Your instructions:
The records appear below. Copy each one exactly.

Input data:
PR #26, opened 2021-07-15
APM-313830: Disable SFM metrics push. It does not work with newAG opt…

mmajcher:
…ion at all! Lambda in VPC cannot connect to Cloudwatch at the moment.

SFM push will work as usual in existing AG setup.

It does not work in newAG setup. SFM putMetricData times out after 5 minutes (in a setup where we tweaked lambda timeout to 10 minutes; normal lambda timeout in our stack is 1 minute so lambda will time out before putMetricData times out)
Our VPC design is following: EC2 has public IP (can connect everything) and is protected by security group, only allows traffic from Lambda. 
Lambda is connect to VPC but gets no IP.
Since the subnet is public subnet and does not have NAT gateway, lambda can not obtain any IP when it reaches out to internet. So the request to public Cloudwatch endpoint is going out but response never arrives back.

So actually logs should be streaming fine (happens before putMetricData is called) but lambda will take lots of time (5 minutes putMetricData SDK timeout).

For now, I disabled SFM putMetricData at all. 
In coming days we will discuss if and how we want to redesign VPC setup to allow lambda putMetricData push. 
The solution would be to put lambda in additional private subnet that will go to internet through NAT gateway in public subnet (this way an entity without IP can send request and receive response - using NAT gw as intermediary).

Please approve, merge & release ASAP

### DIFF
--- a/src/index.py
+++ b/src/index.py
@@ -55,10 +55,10 @@ def handler(event, lambda_context):
         log_error_with_stacktrace(e, "Exception caught in top-level handler")
         result = TransformationResult.ProcessingFailed
 
-    try:
-        context.sfm.push_sfm_to_cloudwatch()
-    except Exception as e:
-        log_error_with_stacktrace(e, "SelfMonitoring push to Cloudwatch failed")
+    # try:
+    #     context.sfm.push_sfm_to_cloudwatch()
+    # except Exception as e:
+    #     log_error_with_stacktrace(e, "SelfMonitoring push to Cloudwatch failed")
 
     return kinesis_data_transformation_response(records, result)
 


wojtasskorcz (approved):

src/index.py
```diff
@@ -55,10 +55,10 @@ def handler(event, lambda_context):
...
         result = TransformationResult.ProcessingFailed
 
-    try:
-        context.sfm.push_sfm_to_cloudwatch()
-    except Exception as e:
-        log_error_with_stacktrace(e, "SelfMonitoring push to Cloudwatch failed")
+    # try:
+    #     context.sfm.push_sfm_to_cloudwatch()
+    # except Exception as e:
+    #     log_error_with_stacktrace(e, "SelfMonitoring push to Cloudwatch failed")
```
dt-be, line 61: You could have commented it out inside of sfm and we would have them logged at least. But will do for today.

```
    def push_sfm_to_cloudwatch(self):
        metrics = self._generate_metrics()
        # cloudwatch = boto3.client('cloudwatch')
        # try:
        #     for i in range(0, len(metrics), 20):
        #         metrics_batch = metrics[i:(i + 20)]
        #         cloudwatch.put_metric_data(MetricData=metrics_batch, Namespace='DT/LogsStreaming')
        # except Exception as e:
        print("Print metrics on SFM push failure: " + str(metrics))
            # raise e
```

dt-be (approved):

src/index.py
mmajcher: They are still not good to be logged I think. Because right now SFM batch is getting very large when lots of records are coming in one batch (you can see example in this ticket's comments). We will also fix this in a simple way but it's not there yet

mmajcher: And they are only logged on sfm push failure I think (not sure right now)

dt-be: >And they are only logged on sfm push failure I think (not sure right now)
Yes, I've pasted an edited version above that would log it always.
> Because right now SFM batch is getting very large
Yes, I remember, that's why won't discuss it today. Just commented to have a snippet ready for tomorrow's discussions.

Written solution:
PR #26, opened 2021-07-15
APM-313830: Disable SFM metrics push. It does not work with newAG opt…

mmajcher:
…ion at all! Lambda in VPC cannot connect to Cloudwatch at the moment.

SFM push will work as usual in existing AG setup.

It does not work in newAG setup. SFM putMetricData times out after 5 minutes (in a setup where we tweaked lambda timeout to 10 minutes; normal lambda timeout in our stack is 1 minute so lambda will time out before putMetricData times out)
Our VPC design is following: EC2 has public IP (can connect everything) and is protected by security group, only allows traffic from Lambda. 
Lambda is connect to VPC but gets no IP.
Since the subnet is public subnet and does not have NAT gateway, lambda can not obtain any IP when it reaches out to internet. So the request to public Cloudwatch endpoint is going out but response never arrives back.

So actually logs should be streaming fine (happens before putMetricData is called) but lambda will take lots of time (5 minutes putMetricData SDK timeout).

For now, I disabled SFM putMetricData at all. 
In coming days we will discuss if and how we want to redesign VPC setup to allow lambda putMetricData push. 
The solution would be to put lambda in additional private subnet that will go to internet through NAT gateway in public subnet (this way an entity without IP can send request and receive response - using NAT gw as intermediary).

Please approve, merge & release ASAP

### DIFF
--- a/src/index.py
+++ b/src/index.py
@@ -55,10 +55,10 @@ def handler(event, lambda_context):
         log_error_with_stacktrace(e, "Exception caught in top-level handler")
         result = TransformationResult.ProcessingFailed
 
-    try:
-        context.sfm.push_sfm_to_cloudwatch()
-    except Exception as e:
-        log_error_with_stacktrace(e, "SelfMonitoring push to Cloudwatch failed")
+    # try:
+    #     context.sfm.push_sfm_to_cloudwatch()
+    # except Exception as e:
+    #     log_error_with_stacktrace(e, "SelfMonitoring push to Cloudwatch failed")
 
     return kinesis_data_transformation_response(records, result)
 


wojtasskorcz (approved):

src/index.py
```diff
@@ -55,10 +55,10 @@ def handler(event, lambda_context):
...
         result = TransformationResult.ProcessingFailed
 
-    try:
-        context.sfm.push_sfm_to_cloudwatch()
-    except Exception as e:
-        log_error_with_stacktrace(e, "SelfMonitoring push to Cloudwatch failed")
+    # try:
+    #     context.sfm.push_sfm_to_cloudwatch()
+    # except Exception as e:
+    #     log_error_with_stacktrace(e, "SelfMonitoring push to Cloudwatch failed")
```
dt-be, line 61: You could have commented it out inside of sfm and we would have them logged at least. But will do for today.

```
    def push_sfm_to_cloudwatch(self):
        metrics = self._generate_metrics()
        # cloudwatch = boto3.client('cloudwatch')
        # try:
        #     for i in range(0, len(metrics), 20):
        #         metrics_batch = metrics[i:(i + 20)]
        #         cloudwatch.put_metric_data(MetricData=metrics_batch, Namespace='DT/LogsStreaming')
        # except Exception as e:
        print("Print metrics on SFM push failure: " + str(metrics))
            # raise e
```

dt-be (approved):

src/index.py
mmajcher: They are still not good to be logged I think. Because right now SFM batch is getting very large when lots of records are coming in one batch (you can see example in this ticket's comments). We will also fix this in a simple way but it's not there yet

mmajcher: And they are only logged on sfm push failure I think (not sure right now)

dt-be: >And they are only logged on sfm push failure I think (not sure right now)
Yes, I've pasted an edited version above that would log it always.
> Because right now SFM batch is getting very large
Yes, I remember, that's why won't discuss it today. Just commented to have a snippet ready for tomorrow's discussions.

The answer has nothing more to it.